Pydantic discriminated unions. Some examples to simplify data structures and ensure type safety

Powerful type validation and discriminated Unions with Pydantic: Simplify data structures and ensure type safety. We are showcasing a few straightforward examples.

Pydantic Python library logo.

What is an union discriminator or tagged unions, and its role in Pydantic?

Well, well, well, look who decided to stroll into the world of Pydantic discriminators! 🕶️ Brace yourselves, folks, because we’re about to take a sarcastic and catchy rollercoaster ride through this wild jungle of coding wonders. Buckle up!

So, what’s all the buzz about Pydantic discriminators?

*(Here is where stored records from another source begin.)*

PR #6222, opened 2024-11-27
Avoid using both theme-id and theme_name

slyngshede:
When reading the documentation themes are almost exclusively described using the term theme_name. Having a single part of the documentation using "theme-id" instead confuses the reader.

Update the documentation for "User Interface Customization" to also use "theme_name".


mmoayyed:
Thank you for the update. The theme can have an id and it can have a name. Here, we are talking about the theme id, not its name.

PR #6255, opened 2024-12-05
Add ConditionalOnMissingBean to SamlValidateController

BKerr:
Adding `@ConditionalOnMissingBean` on `SamlValidateController` to allow usage of customized controller.

The intended purpose of the change is to allow SamlValidateController to be extended to include additional logging on when Service Ticket Validation requests fail.

I believe this to be considered a trivial change in regards to no unit tests, and follows the pattern of no implementation / tests  similar to `prepareForTicketValidation` and `onSuccessfulValidation`

### DIFF
--- a/support/cas-server-support-saml/src/main/java/org/apereo/cas/config/SamlConfiguration.java
+++ b/support/cas-server-support-saml/src/main/java/org/apereo/cas/config/SamlConfiguration.java
@@ -235,6 +235,7 @@ class SamlConfiguration {
         }
 
         @Bean
+        @ConditionalOnMissingBean(name = "samlValidateController")
         @RefreshScope(proxyMode = ScopedProxyMode.DEFAULT)
         public SamlValidateController samlValidateController(
             @Qualifier("casValidationConfigurationContext")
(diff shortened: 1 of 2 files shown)


BKerr:
@mmoayyed Please review and provide guidance on need for unit tests

mmoayyed:
> The intended purpose of the change is to allow SamlValidateController to be extended to include additional logging on when Service Ticket Validation requests fail.

Can you please elaborate on what kind of "additional logging" is intended here?

BKerr:
> Can you please elaborate on what kind of "additional logging" is intended here?

We have had several issues in the past around Service Ticket validation and our custom Ticket Registry - and have adequate logs based on the SERVICE_TICKET_GRANTED event, but not the complete picture on samlValidate calls that ended in error.

I saw that VALIDATE_SERVICE_TICKET will write to the audit log, but we have disabled the audit log due to PII and implemented our own event log that is easily parsable (JSON). There also appears to be errors that samlValidate can through that wouldn't be captured by ticket validation.

So at minimum, we would be looking to log the error code and description for each error, but would likely also explore if theres anything beneficial to log within the request/service during our implementation.

mmoayyed:
Have you already considered the possibility of logging the data you need here after the error happens, instead of a custom controller, extending it, etc?

BKerr:
> Have you already considered the possibility of logging the data you need here after the error happens, instead of a custom controller, extending it, etc?

The desire is to inject it into our custom event framework. 

I explored the option of publishing an event here on on failure which we can then easily subscribe to - but I was not positive if taking additional dependencies on cas-server-core to get a reference to `CentralAuthenticationServiceContext` would be the preferred approach.

`configurationContext.getApplicationContext().publishEvent`

mmoayyed:
Wouldn't you be able to simply do:

```
getServiceValidateConfigurationContext().getApplicationContext().publishEvent();
```

?

PR #6271, opened 2024-12-16
Update information content for membership in syncope authentication response

alberto-bogi:
**Use case**
When a login is made with `syncope authentication`, if logged user has one or more memberships, only groups name returns. 
In this PR there is logic that enable to return also memberships type extension, if they have. 

**Changes applied**
`SyncopeUtils` class will present a new method used to take memberships group name and type extensions.

**Test**
`SyncopeAuthenticationHandlerTests` test class will present a mock test that verifies correct workflow.


mmoayyed (approved):

mmoayyed:
@apereocas-bot runci

PR #721, opened 2016-06-30
OGM-944 Update scripts for release with Jenkins

DavideD:
https://hibernate.atlassian.net/browse/OGM-944

@gsmet Would like to have a look or I'l merge them and start the release of 5.0.1 as a test?


gsmet:
I'll have a quick look just now.

src/main/release-scripts/upload-distribution.sh
```diff
@@ -1,11 +1,27 @@
 #!/usr/bin/env bash
 
-DIST_PARENT_DIR=$1
-RELEASE_VERSION=$2
+if [ -z "$1" ]
+  then
+    echo "Release version not supplied"
+    exit 1
+fi
```
gsmet: You are aware that you inverted the order of the parameters?

src/main/release-scripts/validate-release.sh
```diff
@@ -0,0 +1,30 @@
+#!/usr/bin/env bash
+
+RELEASE_VERSION=$1
+WORKSPACE=${WORKSPACE:-'.'}
+CHANGELOG=$WORKSPACE/changelog.txt
+README=$WORKSPACE/readme.md
+
+if [ `git tag -l | grep $RELEASE_VERSION` ]
```
Sanne: interesting idea, but it might work better if you first fetch the tags from upstream?

gunnarmorling:
Nice to see this one rolling; @hferentschik 's heritage :)

gsmet:
I just added a minor comment to be sure you didn't make a mistake inverting 2 parameters.

Other than that, didn't spot anything obvious!

src/main/release-scripts/validate-release.sh
DavideD: You mean `git fetch --tags`? I'll add it, just in case.

src/main/release-scripts/upload-distribution.sh
DavideD: Yes, but I'll move the check on RELEASE_VERSION instead of 1 to make it clearer what I'm validating

src/main/release-scripts/validate-release.sh
Sanne: yes, because otherwise you don't have the tags locally and the check won't fail even if these exist already.

DavideD:
Ok, I've applied the changes, I'm going to merge it

DavideD:
Merged https://github.com/hibernate/hibernate-ogm/pull/721

DavideD:
Rebased before merge

PR #722, opened 2016-06-30
OGM-1112 Avoid creation of test jar in integration tests

DavideD:
https://hibernate.atlassian.net/browse/OGM-1112

  We used to create a jar with the integration tests when we had separate
  maven modules for several datastore. Now that all datastores are tested
  in the same project there is no need to create a jar that it is not
  deployed or used.

### DIFF
--- a/integrationtest/pom.xml
+++ b/integrationtest/pom.xml
@@ -89,29 +89,6 @@
                     </configuration>
                 </plugin>
                 <plugin>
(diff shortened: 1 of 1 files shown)


DavideD:
@gsmet Quick look?

gsmet:
Fixed a few typos and merged! Thanks!

PR #723, opened 2016-07-01
OGM-1103 Alternative proposal

gunnarmorling:
Hey @gsmet, I took another look at the issue with fresh mind this morning and propose this alternative:

* It initializes the state eagerly at event begin for all those lifecycles enabled
* It pushes the decision whether to enable or not to lifecycles themselves

I think it's a nice evolution of the overall design. The eager init should be fine, as we'll need the states later on anyways (only for the exotic case of a no-op flush cycle it'd be superfluous). It avoids creation of that new dialect facet, too.

I believe it also revealed another issue on the side, where we wouldn't initialize the context properly in non-JPA.

The work would need a bit more polishing (esp. the test), but maybe you could take it from here if you like the approach?


gsmet:
Closing as I made additional cleanups on the proposal.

Oh, they’re just the coolest thing since sliced bread, my friends! Picture this: you have a bunch of data models, each with their own quirks and peculiarities. It’s like dealing with a bunch of divas in a high school drama, except instead of gossip, it’s all about attributes and properties. Drama queens, am I right?

Now, let’s say you want to pick out the perfect model from this chaotic ensemble. How on earth are you going to do that? Fear not, because Pydantic discriminators are here to save the day, just like a superhero with an ironic sense of humor. They’re like the Sherlock Holmes of model selection, deducing the perfect fit for you.


How does Pydantic discriminator works?

Pydantic’s discriminator feature allows the definition of data structures with multiple types, using a discriminator field to determine the actual object type. This enables type validation and serialization/deserialization based on the discriminator value, ensuring data integrity and flexibility in representing different types of objects.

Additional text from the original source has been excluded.